The anterior approach permits excellent access to anteriorly impinging structures, such as discs and spondylotic spurs. Some surgeons add instrumentation (i.e., plate) to increase the fusion rate and the postoperative stability [13]. Adequate foraminal decompression can result in early pain relief and enhanced muscle strength. Long term, however, no significant differences in pain or function have been found between conservatively and surgically treated patients [25,33]. Dysphagia, which frequently follows the anterior approach, usually subsides several weeks postoperatively.

The negative long-term effects of fusion have only recently been appreciated. Fusion leads to stiffness and lost range of motion, and over the years, it results in next-level degeneration (i.e., accelerated discal degeneration above and below the fused vertebrae). This has led to the development of disc replacement surgery—arthroplasty. Whereas the concept of disc replacement is attractive as disc replacement maintains the intervertebral discal height while preserving spinal motion [34], the advantages of this approach and its long-term effects have not yet been established [35].

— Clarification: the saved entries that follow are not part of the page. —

PR #977, opened 2023-01-04
RDE (Runtime Defined Entities) framework support with RDE resource and data source (3/3)

adambarreiro:
### `computed_entity` vs `input_entity`/`input_entity_url`

There is a common use case for RDEs where they are used by 3rd party components that perform continuous updates on them, which are expected and desired. This conflicts with Terraform way of working, as doing a `terraform plan` would reveal the required actions to remove every single change done by those 3rd party tools, which we don't want in this case.

To add compatibility with this scenario, there are two important arguments, `input_entity` and `input_entity_url`,
and one important computed attribute, `computed_entity`.

If the RDE is intended to be managed **only and exclusively** by Terraform, the contents of the input JSON should always match with those retrieved into `computed_entity`. Otherwise, only `computed_entity` will reflect the current state of the RDE in VCD, whereas `input_entity` and `input_entity_url` will only specify the RDE contents that are needed either on creation or in a deliberate update that will cause the RDE contents to be **completely overridden**.

As per this last point, one needs to be careful when updating `input_entity` or `input_entity_url`, as Terraform will apply
whatever changes were done, ignoring the real state from `computed_entity`. To perform a real update, one
needs to check the contents of the `computed_entity` and do some diff with the original input.

### `resolve` and `resolve_on_destroy`

RDEs must be resolved to be used or deleted, and this operation can be done either by Terraform with `resolve=true`, or by a 3rd party actor that will do it behind the scenes (`resolve=false`). To cover this last scenario, the RDE resource also has an argument `resolve_on_destroy` so Terraform can destroy the RDE if it was not resolved by anyone.

### Non-unique imports

RDEs uniqueness is only granted by their ID. This means that the combination of `vendor`, `nss`, `version` and `name` does not guarantee its uniqueness. One can have multiple RDEs with the same values of `vendor`, `nss`, `version` and `name`.

In order to have a decent implementation of the `terraform import` operation, this PR implements three ways of importing:
- `list@vendor.nss.version.name`: This is the way to list all available RDE identifiers of the given type and name. Import will exit without performing any other operation. This way the users can somehow decide which RDE they want to import (if the ID gives some information to them, that is)
- `rde-id`: Import by RDE ID, which is unique.
- `vendor.nss.version.name.position` import by type, name and **position**. Position is a natural number that starts from 1.

## RDE saga:

- Defined Interfaces PR: #965
- RDE types PR: #973


vcd/resource_vcd_rde_test.go
```diff
@@ -0,0 +1,566 @@
...
+		"ProviderSystem": providerVcdSystem,
+		"ProviderOrg1":   providerVcdOrg1,
+		"Nss":            "nss",
+		"Version":        "1.0.0",
+		"Vendor":         "vendor",
+		"Name":           t.Name(),
+		"Resolve":        false,
+		"SchemaPath":     getCurrentDir() + "/../test-resources/rde_type.json",
+		"EntityPath":     getCurrentDir() + "/../test-resources/rde_instance.json",
+		"EntityUrl":      "https://raw.githubusercontent.com/adambarreiro/terraform-provider-vcd/add-rde-support-3/test-resources/rde_instance.json", // FIXME
```
adambarreiro, line 32: Reminder to change this URL to its final destination

website/docs/d/rde.html.markdown
```diff
@@ -0,0 +1,54 @@
+---
+layout: "vcd"
+page_title: "VMware Cloud Director: vcd_rde"
+sidebar_current: "docs-vcd-data-source-rde"
+description: |-
+   Provides the capability of reading an existing Runtime Defined Entity in VMware Cloud Director.
```
lvirbalas, line 6: PR description still says "Data source not implemented" :)

website/docs/r/rde.html.markdown
```diff
@@ -0,0 +1,198 @@
...
+* `input_entity` - (Optional) A string that specifies a valid JSON for the RDE. It can be retrieved with functions such as `file`, `templatefile`... Either `input_entity` or `input_entity_url` is required.
+* `input_entity_url` - (Optional) The URL that points to a valid JSON for the RDE. Either `input_entity` or `input_entity_url` is required.
+* `external_id` - (Optional) An external input_entity's ID that this Runtime Defined Entity may have a relation to.
+
+## Attribute Reference
+
+The following attributes are supported:
+
+* `computed_entity` - The real state of this RDE in VCD.
+* `entity_in_sync` - It's `true` when `computed_entity` is equal to either `input_entity` or the contents of `input_entity_url`,
```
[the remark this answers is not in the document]
adambarreiro: That's a good point that actually I forgot to also add this to the tests.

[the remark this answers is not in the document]
adambarreiro: Answering to your original question, if the JSON referenced by `input_entity_url` changes, `entity_in_sync` will be false and `computed_entity` will reflect those changes.

I improved the following:
- Added the checks for `entity_in_sync` which I forgot.
- Checking that a change in the VCD contents should update `entity_in_sync` to false also for an RDE created with `input_entity_url`.

website/docs/r/rde.html.markdown
```diff
@@ -0,0 +1,198 @@
...
+In other words:
+
+~> When you want to update an RDE and `entity_in_sync` is `false`, you should always merge the contents
+of `computed_entity` and `input_entity` to avoid overriding the whole entity by mistake with an old value. 
+
+## RDE resolution
+
+When a RDE is created, its `state` will be `PRE_CREATED`, which means that the entity JSON was not validated against the
+[RDE Type](/providers/vmware/vcd/latest/docs/resources/rde_type) schema. After resolution, `state` should be either `RESOLVED`
+or `RESOLUTION_ERROR` if the input JSON doesn't match the schema.
```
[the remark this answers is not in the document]
lvirbalas: I see. Reading the paragraph below one question comes up:

> The RDE must be resolved at some point to be used or deleted, and this operation can be done either by Terraform with `resolve=true`, or by a 3rd party actor that will do it behind the scenes (`resolve=false`).

1. If there's a schema mismatch, why can we mark it resolved? Doesn't it counter the purpose of the field?
2. If the schema was matched but later, does resolve become `true` automatically? Does Terraform pick that up?

website/docs/r/rde.html.markdown
```diff
@@ -0,0 +1,198 @@
...
+
+The RDE must be resolved at some point to be used or deleted, and this operation can be done either by Terraform with
+`resolve=true`, or by a 3rd party actor that will do it behind the scenes (`resolve=false`).
```
lvirbalas, line 123: Why would a 3rd party actor would set resolve to `false`?

adambarreiro: I think the text is misleading, I didn't mean that, I have rephrased it.
What I meant is that one needs to leave `resolve=false` if the responsible of resolving it is an external actor outside Terraform (so Terraform leaves the RDE in `PRE_CREATED` state and it's up to this actor to resolve).
Not sure whether it does capture this idea now with the most recent change, let me know.

website/docs/r/rde.html.markdown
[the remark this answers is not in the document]
adambarreiro: 1) You can mark it resolved as you need to validate it against the schema in every case. So maybe there's a schema mismatch but you are not aware of it (it's not like you do resolve it deliberately knowing it has errors, it's more that a mistake/typo can happen and resolution would fail). In other words, you don't know there's a schema mismatch until you resolve it and get the feedback from VCD (we can think that "resolve"="validate" and "resolved"="validated", but I guess it's was not named like that for a good reason).

2) That's a good point. Right now, it doesn't, as it is acting more like an "imperative" argument rather than a "desired state" argument. The "state" in this case would be the purely Computed attribute `state`, which will be `RESOLVED` if it's resolved, even if this sort of imperative argument `resolve` was `false` (this case corresponds to an external actor who resolved it outside Terraform).

Not sure if I explained myself correctly, let me know if I can clarify if not.

website/docs/r/rde.html.markdown
```diff
@@ -0,0 +1,199 @@
...
+* `rde_type_id` - (Required) The ID of the [RDE Type](/providers/vmware/vcd/latest/docs/data-sources/rde_type) to instantiate.
+* `name` - (Required) The name of the Runtime Defined Entity.
+* `resolve` - (Required) If `true`, the Runtime Defined Entity will be resolved by this provider. If `false`, it won't be
+  resolved and must be either done by an external component or with an update. The Runtime Defined Entity can't be
+  deleted until the input_entity is resolved by either party, unless `resolve_on_removal=true`.
+* `resolve_on_removal` - (Optional) If `true`, the Runtime Defined Entity will be resolved before it gets deleted, to forcefully delete it. Otherwise, destroy will fail if it is not resolved. It is `false` by default.
+* `input_entity` - (Optional) A string that specifies a valid JSON for the RDE. It can be retrieved with functions such as `file`, `templatefile`... Either `input_entity` or `input_entity_url` is required.
+* `input_entity_url` - (Optional) The URL that points to a valid JSON for the RDE. Either `input_entity` or `input_entity_url` is required.
```
Didainius, line 140: I think an important thing to mention here is that this will be downloaded on **every read** operation and it will break terraform operations if these contents are no longer present on the remote site. Maybe even hinting that if a user cannot guarantee `input_entity_url` it is safer to use `input_entity`

vcd/resource_vcd_rde.go
```diff
@@ -0,0 +1,437 @@
...
+	vcdClient := meta.(*VCDClient)
+	rde, err := getRde(d, vcdClient, "resource")
+	if err != nil {
+		return diag.FromErr(err)
+	}
+
+	if d.Get("resolve_on_removal").(bool) {
+		err = rde.Resolve()
+		if err != nil {
+			return diag.FromErr(err)
```
Didainius, line 338: Detailed error should aid user IMO

```suggestion
			return diag.Errorf("could not resolve the Runtime Defined Entity before removal '%s': %s", rde.DefinedEntity.Name, err)
```

vcd/resource_vcd_rde.go
```diff
@@ -0,0 +1,437 @@
...
+			"rde_type_id": {
+				Type:        schema.TypeString,
+				Required:    true,
+				ForceNew:    true,
+				Description: "The Runtime Defined Entity Type ID",
+			},
+			"external_id": {
+				Type:        schema.TypeString,
+				Optional:    true,
+				Computed:    true,
```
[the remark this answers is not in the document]
adambarreiro: Yes, exactly.

vcd/resource_vcd_rde.go
```diff
@@ -0,0 +1,437 @@
...
+	}
+
+	// We save the ID immediately as the Resolve operation can fail, but the RDE is already created. If this happens,
+	// it should go to the Update operation instead.
+	d.SetId(rde.DefinedEntity.ID)
+
+	if d.Get("resolve").(bool) {
+		err = rde.Resolve()
+		if err != nil {
+			return diag.Errorf("could not resolve the Runtime Defined Entity '%s' of type '%s': %s", name, rdeTypeId, err)
```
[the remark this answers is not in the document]
adambarreiro: Then lines 144 to 146 are false, right? My assumption is wrong.

vcd/resource_vcd_rde.go
```diff
@@ -0,0 +1,437 @@
...
+				ExactlyOneOf:          []string{"input_entity_url", "input_entity"},
+				DiffSuppressFunc:      hasJsonValueChanged,
+				DiffSuppressOnRefresh: true,
+			},
+			"computed_entity": {
+				Type:        schema.TypeString,
+				Computed:    true,
+				Description: "A computed representation of the actual Runtime Defined Entity JSON retrieved from VCD. Useful to see the actual entity contents if it is being changed by a third party in VCD",
+			},
+			"owner_id": {
```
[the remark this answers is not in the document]
dataclouder: `owner_user_id` or even the simpler `user_id` look good to me

vcd/resource_vcd_rde.go
adambarreiro: Nice, thanks!

website/docs/r/rde.html.markdown
adambarreiro: Good point. I added the suggested note and also in the rde_type documentation (which has also this same combination with a different name)

vcd/resource_vcd_rde.go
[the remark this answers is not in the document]
adambarreiro: Changed to `owner_user_id` (It needs to highlight that is the **owner**, so I discarded the shorter `user_id`)

vcd/resource_vcd_rde.go
```diff
@@ -0,0 +1,437 @@
...
+	jsonSchema, err := getRdeJson(vcdClient, d)
+	if err != nil {
+		return diag.FromErr(err)
+	}
+
+	rde, err := rdeType.CreateRde(types.DefinedEntity{
+		Name:       name,
+		ExternalId: d.Get("external_id").(string),
+		Entity:     jsonSchema,
+	}, &tenantContext)
```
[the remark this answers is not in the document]
adambarreiro: Yeah, that's right. I simplified it

vcd/resource_vcd_rde.go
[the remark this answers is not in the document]
Didainius: Thanks!

vcd/resource_vcd_rde.go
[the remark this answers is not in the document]
Didainius: It is good to store `ID` (line 146) as otherwise we would have an orphan resource (nothing would be stored in state, while the entity would be created in VCD), but when we have `d.SetId` and then return non `nil` error - Terraform will automatically `taint` that resource so that it is recreated on next step

website/docs/r/rde.html.markdown
```diff
@@ -0,0 +1,201 @@
...
+## Attribute Reference
+
+The following attributes are supported:
+
+* `computed_entity` - The real state of this RDE in VCD.
+* `entity_in_sync` - It's `true` when `computed_entity` is equal to either `input_entity` or the contents of `input_entity_url`,
+  meaning that the computed RDE retrieved from VCD is synchronized with the input RDE.
+* `owner_user_id` - The ID of the [Organization user](/providers/vmware/vcd/latest/docs/resources/org_user) that owns this Runtime Defined Entity.
+* `org_id` - The ID of the [Organization](/providers/vmware/vcd/latest/docs/resources/org) to which the Runtime Defined Entity belongs.
+* `state` - If the specified JSON in either `input_entity` or `entity_url` is correct, the state will be `RESOLVED`, otherwise it will be `RESOLUTION_ERROR`. If an input_entity in an `RESOLUTION_ERROR` state, it will require to be updated to a correct JSON to be usable.
```
adezxc, line 154: I might be wrong, but should it be more like this?
```suggestion
* `state` - If the specified JSON in either `input_entity` or `entity_url` is correct, the state will be `RESOLVED`, otherwise it will be `RESOLUTION_ERROR`. If an input_entity results in a `RESOLUTION_ERROR` state, it will require to be updated to a correct JSON to be usable.
```

vcd/resource_vcd_rde_test.go
```diff
@@ -0,0 +1,553 @@
...
+`
+
+const testAccVcdRdeDS = testAccVcdRde3 + `
+# skip-binary-test - Contains data source referencing a resource
+data "vcd_rde" "existing_rde1" {
+  provider = {{.ProviderSystem}}
+
+  rde_type_id        = vcd_rde_type.rde_type.id
+  name               = "{{.Name}}file-updated"
+}
```
adezxc, line 438: nit
```suggestion
  rde_type_id = vcd_rde_type.rde_type.id
  name        = "{{.Name}}file-updated"
```

vcd/resource_vcd_rde_test.go
```diff
@@ -0,0 +1,553 @@
...
+
+data "vcd_rde" "existing_rde2" {
+  provider = {{.ProviderOrg1}}
+
+  rde_type_id        = vcd_rde_type.rde_type.id
+  name               = "{{.Name}}file-updated"
```
adezxc, line 444: nit
```suggestion
  rde_type_id = vcd_rde_type.rde_type.id
  name        = "{{.Name}}file-updated"
```

vcd/resource_vcd_rde.go
```diff
@@ -0,0 +1,435 @@
+package vcd
+
+import (
```
adezxc, line 3: Could you run `goimports -w` on this and other newly created files?

adezxc (changes requested):

website/docs/r/rde.html.markdown
adambarreiro: Indeed, thanks!

vcd/resource_vcd_rde_test.go
adambarreiro: Thanks for spotting! Fixed.

vcd/resource_vcd_rde_test.go
adambarreiro: Thanks for spotting! Fixed.

vcd/resource_vcd_rde.go
adambarreiro: Done, changed all RDE fileset.

vcd/resource_vcd_rde.go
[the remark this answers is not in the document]
adambarreiro: Got it, thanks! I was thinking of improving the error message, but I guess that it's clear enough (if the docs were read)

website/docs/r/rde.html.markdown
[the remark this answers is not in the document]
lvirbalas: Thank you for an in depth explanation, I think it's good. @dataclouder @Didainius @adezxc is the "resolve" keyword and the whole resolution workflow clear enough from your perspective?

lvirbalas (approved):

vcd/resource_vcd_rde.go
```diff
@@ -0,0 +1,435 @@
...
+				Type: schema.TypeBool,
+				Description: "If `true`, the Runtime Defined Entity will be resolved by this provider. If `false`, it won't be" +
+					"resolved and must be either done by an external component or with an update. The Runtime Defined Entity can't be" +
+					"deleted until the entity is resolved.",
+				Required: true,
+			},
+			"resolve_on_removal": {
+				Type: schema.TypeBool,
+				Description: "If `true`, the Runtime Defined Entity will be resolved before it gets deleted, to forcefully delete it." +
+					"Otherwise, destroy will fail if it is not resolved.",
```
dataclouder, line 91:
```suggestion
				Description: "If `true`, the Runtime Defined Entity will be resolved before it gets deleted, to ensure forced deletion." +
					"Destroy will fail if it is not resolved.",
```

vcd/resource_vcd_rde.go
```diff
@@ -0,0 +1,435 @@
...
+				Default:  false,
+				Optional: true,
+			},
+			"state": {
+				Type: schema.TypeString,
+				Description: "When created it will be in PRE_CREATED state. If the specified JSON in either `input_entity` or `input_entity_url` is correct, the state will be RESOLVED," +
+					"otherwise it will be RESOLUTION_ERROR. If an entity in an RESOLUTION_ERROR state, it will require to be updated to a correct JSON to be usable",
```
dataclouder, line 98:
```suggestion
					"otherwise it will be RESOLUTION_ERROR. If an entity is in a RESOLUTION_ERROR state, it will require to be updated to a correct JSON to be usable",
```

vcd/resource_vcd_rde.go
```diff
@@ -0,0 +1,435 @@
...
+	}
+	return nil
+}
+
+// resourceVcdRdeImport is responsible for importing the resource.
+// The following steps happen as part of import
+// 1. The user supplies `terraform import _resource_name_ _the_id_string_` command
+// 2. `_the_id_string_` contains a dot formatted path to resource as in the example below
+// 3. The functions splits the dot-formatted path and tries to lookup the object
+// 4. If the lookup succeeds it set's the ID field for `_resource_name_` resource in state file
```
dataclouder, line 352:
```suggestion
// 4. If the lookup succeeds it sets the ID field for `_resource_name_` resource in state file
```

vcd/resource_vcd_rde.go
```diff
@@ -0,0 +1,435 @@
...
+		if len(listAndVendorSplit) != 2 {
+			return nil, helpError
+		}
+		return nil, printList(listAndVendorSplit[1], resourceURI[1], resourceURI[2], resourceURI[3])
+	case 5: // ie: VCD_IMPORT_SEPARATOR="_" vendor_nss_1.2.3_name_1
+		rde, err = getRdeInPosition(resourceURI[0], resourceURI[1], resourceURI[2], resourceURI[3], resourceURI[4])
+		if err != nil {
+			return nil, err
+		}
+	case 6: // ie: VCD_IMPORT_SEPARATOR="_" list@vendor_nss_1.2.3_name
```
dataclouder, line 416: It says "case 6", but the example has only 4 items.
It would be 6 items with the default import separator

vcd/resource_vcd_rde_duplicate_test.go
```diff
@@ -0,0 +1,167 @@
...
+				Check: resource.ComposeAggregateTestCheckFunc(
+					resourceFieldsEqual(rde2Tenant, rde3Tenant, []string{"id"}),
+					resourceFieldsEqual(rde1System, rde3Tenant, []string{"id", "org", "org_id"}),
+					// We cache some IDs to use it on later steps
+					cachedIds[0].cacheTestResourceFieldValue(rde2Tenant, "id"),
+					cachedIds[1].cacheTestResourceFieldValue(rde3Tenant, "id"),
+				),
+			},
+			// We use a data source to fetch the RDE that belongs to System.
+			// Despite it is duplicated (it has same name, type, etc), it should work as we can unequivocally fetch it
```
dataclouder, line 65:
```suggestion
			// Despite being duplicated (it has same name, type, etc), it should work as we can unequivocally fetch it
```

vcd/resource_vcd_rde_duplicate_test.go
```diff
@@ -0,0 +1,167 @@
...
+			// thanks that is the only one present in the System organization.
```
dataclouder, line 66:
```suggestion
			// since it is the only one present in the System organization.
```

vcd/resource_vcd_rde_test.go
```diff
@@ -0,0 +1,536 @@
...
+	// addRightsToTenantUser needs to happen before the client has been created, otherwise retrieving
+	// RDEs will fail. Thus, we need to invalidate existing client cache and start a new one
+	cachedVCDClients.reset()
+
+	resource.Test(t, resource.TestCase{
+		ProviderFactories: buildMultipleProviders(),
+		CheckDestroy:      testAccCheckRdeDestroy(rdeType, rdeFromFile, rdeFromUrl),
+		Steps: []resource.TestStep{
+			// Preconfigure the test: We fetch an existing interface and create an RDE Type.
+			// Creating an RDE Type creates an associated Rights Bundle that is NOT published to all tenants by default.
```
dataclouder, line 87:
```suggestion
			// Creating an RDE Type results in the creation of an associated Rights Bundle that is NOT published to all tenants by default.
```

website/docs/d/rde.html.markdown
```diff
@@ -0,0 +1,54 @@
...
+
+Provides the capability of reading an existing Runtime Defined Entity in VMware Cloud Director.
+
+-> VCD allows to have multiple RDEs of the same [RDE Type](/providers/vmware/vcd/latest/docs/resources/rde_type) with
+the same name, meaning that the data source will not be able to fetch a RDE in this situation, as this data source
+can only retrieve **unique RDEs**.
+
+Supported in provider *v3.9+*
+
+## Example Usage with a JSON file
```
dataclouder, line 19: I don't see the JSON file in the example

dataclouder (commented):
First pass

website/docs/r/rde.html.markdown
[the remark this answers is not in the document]
Didainius: good for me as well

Didainius (approved):
I have tried it and approving, but have a look at binary tests as they need some `skip` directives - for example `vcd.TestAccVcdRde-Resolve.tf` binary test will not be skipped, but it will fail

vcd/config.go
```diff
@@ -82,6 +82,11 @@ const (
 // When the Client() function is called with the same parameters, it will return
 // a cached value instead of connecting again.
 // This makes the Client() function both deterministic and fast.
+//
+// WARNING: Cached clients need to be evicted by calling cacheStorage.reset() after the rights of the associated
```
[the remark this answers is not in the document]
adambarreiro: Mmm, I think the test may be confusing as we invalidate the VCD client cache at the beginning*, but it should be done as the last step of `addRightsToTenantUser`, so I have moved it there. Now it shows in a clearer way that clients must be evicted from cache after the rights are updated.

This makes sense as you need to force a re-login after rights are modified, to refresh them in the session.

* and it worked like this as the tenant provider is not created until `addRightsToTenantUser` is completed, so there's no tenant client until that step.

website/docs/r/rde.html.markdown
```diff
@@ -0,0 +1,202 @@
...
+  namespace = "tech1"
+  version   = "1.2.3"
+}
+
+resource "vcd_rde" "my_rde" {
+  org         = "my-org"
+  rde_type_id = data.vcd_rde_type.my-type.id
+  name        = "My custom RDE"
+  resolve     = true
+  # Functions are evaluated eagerly, so the file must exist and not be a reference to a created Terraform resource
```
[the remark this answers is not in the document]
adambarreiro: I wanted to state that functions are evaluated before the dependency tree is built, hence the file cannot be created "on-the-fly" by a resource. Maybe I should simply rephrase the whole sentence into this statement, as "eager/lazy" probably are not the best words to describe it.

vcd/resource_vcd_rde.go
```diff
@@ -0,0 +1,435 @@
...
+			},
+			"org_id": {
+				Type:        schema.TypeString,
+				Description: "The organization of the Runtime Defined Entity",
+				Computed:    true,
+			},
+			"resolve": {
+				Type: schema.TypeBool,
+				Description: "If `true`, the Runtime Defined Entity will be resolved by this provider. If `false`, it won't be" +
+					"resolved and must be either done by an external component or with an update. The Runtime Defined Entity can't be" +
```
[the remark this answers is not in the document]
adambarreiro: Fixed, thanks!

vcd/resource_vcd_rde.go
adambarreiro: Fixed (also in docs), thanks!

vcd/resource_vcd_rde.go
adambarreiro: Fixed (also in docs), thanks!

vcd/resource_vcd_rde.go
```diff
@@ -0,0 +1,435 @@
...
+		return diag.Errorf("could not delete the Runtime Defined Entity: %s", err)
+	}
+	return nil
+}
+
+// resourceVcdRdeImport is responsible for importing the resource.
+// The following steps happen as part of import
+// 1. The user supplies `terraform import _resource_name_ _the_id_string_` command
+// 2. `_the_id_string_` contains a dot formatted path to resource as in the example below
+// 3. The functions splits the dot-formatted path and tries to lookup the object
```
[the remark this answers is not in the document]
adambarreiro: Fixed, thanks!

vcd/resource_vcd_rde.go
adambarreiro: Fixed, thanks!

vcd/resource_vcd_rde_duplicate_test.go
adambarreiro: Fixed, thanks!

website/docs/r/rde.html.markdown
```diff
@@ -0,0 +1,202 @@
...
+As per this last point, one needs to be careful when updating `input_entity` or `input_entity_url`, as Terraform will apply
+whatever changes were done, ignoring the real state from `computed_entity`. To perform a real update, one
+needs to check the contents of the `computed_entity` and do some diff with the original input.
+
+In other words:
+
+~> When you want to update an RDE and `entity_in_sync` is `false`, you should always merge the contents
+of `computed_entity` and `input_entity` to avoid overriding the whole entity by mistake with an old value. 
+
+## RDE resolution
```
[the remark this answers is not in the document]
adambarreiro: Also fixed

vcd/resource_vcd_rde_test.go
adambarreiro: > Just thinking: is it possible to put it in a GIST?

Yes, but somehow I feel that a Gist would be detached from this repository, in the sense that it would be owned by a user and not by this repository, which is making use of it.

> Maybe extend the bot to capture "githubusercontent.com" and auto-generate these?

Yes, could be useful.

vcd/resource_vcd_rde.go
```diff
@@ -0,0 +1,435 @@
...
+			"resolve_on_removal": {
+				Type: schema.TypeBool,
+				Description: "If `true`, the Runtime Defined Entity will be resolved before it gets deleted, to forcefully delete it." +
+					"Otherwise, destroy will fail if it is not resolved.",
+				Default:  false,
+				Optional: true,
+			},
+			"state": {
+				Type: schema.TypeString,
+				Description: "When created it will be in PRE_CREATED state. If the specified JSON in either `input_entity` or `input_entity_url` is correct, the state will be RESOLVED," +
```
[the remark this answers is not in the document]
adambarreiro: I've rephrased it to include a bit an explanation, both here and in data source (idem for docs)

vcd/resource_vcd_rde.go
adambarreiro: Good catch, it is indeed the case 4. I've fixed it.

website/docs/d/rde.html.markdown
dataclouder: just use the description that fits the example

vcd/resource_vcd_rde_test.go
lvirbalas: > Yes, but somehow I feel that a Gist would be detached from this repository

+1 for this. Let's have it in the repo.

vcd/config.go
```diff
@@ -82,6 +82,11 @@ const (
...
+// logged user change. Otherwise, retrieving or manipulating objects that require the new rights could return 403
+// forbidden errors. For example, adding read rights of a RDE Type to a specific user requires a cacheStorage.reset()
+// afterwards, to force a re-authentication. If this is not done, the cached client won't be able to read this RDE Type.
```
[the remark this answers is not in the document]
adambarreiro: Same as above, changed the location of the reset call in the test, to make it more precise.

dataclouder (approved):

adezxc (approved):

Patients with single-level soft disc herniation may be operated on from the back. In these patients, laminotomy with foraminotomy may bring about relief without fusion and its complications while maintaining cervical stability [13].

Potential Disease Complications

Chronic pain and permanent neurologic deficits may develop in some patients. These may compromise the quality of life and interfere with activities of daily living.

Potential Treatment Complications

Steroid administration carries certain risks, and these should be considered before steroid administration. Surgical complications include infection, nerve injury, pain, stiffness, pseudarthrosis, and next-level degeneration.